Sudahlah… aku sepertinya memang harus menyerah hari ini. Cukup untuk hari ini… lebih baik pulang ke rumah! Tapi… kok? Mataku membeku ketika menemukan sesosok benda yang sangat familiar dengan mataku. Benda yang membuatku tau nama seseorang. Nametag dengan nama Febri Kurniawan di dalamnya. Name tag yang sama, karena aku tau persis warna dan perusahaan dari si name tag itu. Namun, mengapa bukan Febri yang mengenakannya? Mengapa orang yang berbeda? Mengapa?
Akhirnya kudekati pria yang baru saja turun dari bus yang akan kunaiki itu. aku menyapanya dengan senyuman. Ia sepertinya sangat heran. Mungkin wajahku seperti orang yang mengenalnya. Tapi diwajahnya tertulis bahwa ia tak mengenalku sama sekali. Aku tak peduli. Yang aku pedulikan saat ini adalah mengetahui name tag yang dikenakannya itu miliknya ataukah milik orang lain.
“Ada apa ya?” tanyanya.
“Maaf mas, name tag ini punya mas?” tanyaku padanya sambil menunjuk pada si name tag.

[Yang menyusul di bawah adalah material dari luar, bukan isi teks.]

PR #2903, opened 2026-06-04
Colors and icons from the browser

bakulf:
In firefox 153, ContextualIdentity webext API will (hopefully) export colors and icons. That allows the addon to be fully in sync with what the browser supports.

“Iya… Saya Febri Kurniawan. Kenapa emangnya? Kamu tidak percaya?” tanyanya padaku.
Mungkin wajahku memang memasang pertanyaan seperti itu. Dengan sigap ia mengeluarkan dompet dan kartu identitasnya padaku seperti aku ini pegawai kecamatan yang memeriksa kartu identitas seseorang. Tapi tepat sekali, namanya memang Febri Kurniawan. Lalu cowok itu? siapa namanya? Bukan Febri? Jadi… selama ini aku mengenal nama seseorang secara salah? Aku mencintai seseorang yang bukan bernama Febri? Jadi, Februari ini bukan untuk Febri? Hah… sudahlah. Biarkan Februari ini tetap menjadi milik Febri meskipun itu bukan namanya sekalipun. Namun, aku sudah terlanjur jatuh cinta. Jatuh cinta pada seorang cowok yang kutemui di halte pada saat hujan. Seseorang yang entah kapan bisa kutemui lagi… seseorang yang membuatku jatuh cinta pada pandangan pertama. Indah.